TASK:
Repeat every entry, word for word, leaving no line out.
########
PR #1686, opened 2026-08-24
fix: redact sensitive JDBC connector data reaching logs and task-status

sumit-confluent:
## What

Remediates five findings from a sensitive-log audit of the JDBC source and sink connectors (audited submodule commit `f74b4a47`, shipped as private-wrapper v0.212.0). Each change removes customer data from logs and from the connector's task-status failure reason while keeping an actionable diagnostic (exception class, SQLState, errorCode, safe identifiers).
########
OUTPUT FOR THIS EXERCISE:
PR #1686, opened 2026-08-24
fix: redact sensitive JDBC connector data reaching logs and task-status

sumit-confluent:
## What

Remediates five findings from a sensitive-log audit of the JDBC source and sink connectors (audited submodule commit `f74b4a47`, shipped as private-wrapper v0.212.0). Each change removes customer data from logs and from the connector's task-status failure reason while keeping an actionable diagnostic (exception class, SQLState, errorCode, safe identifiers).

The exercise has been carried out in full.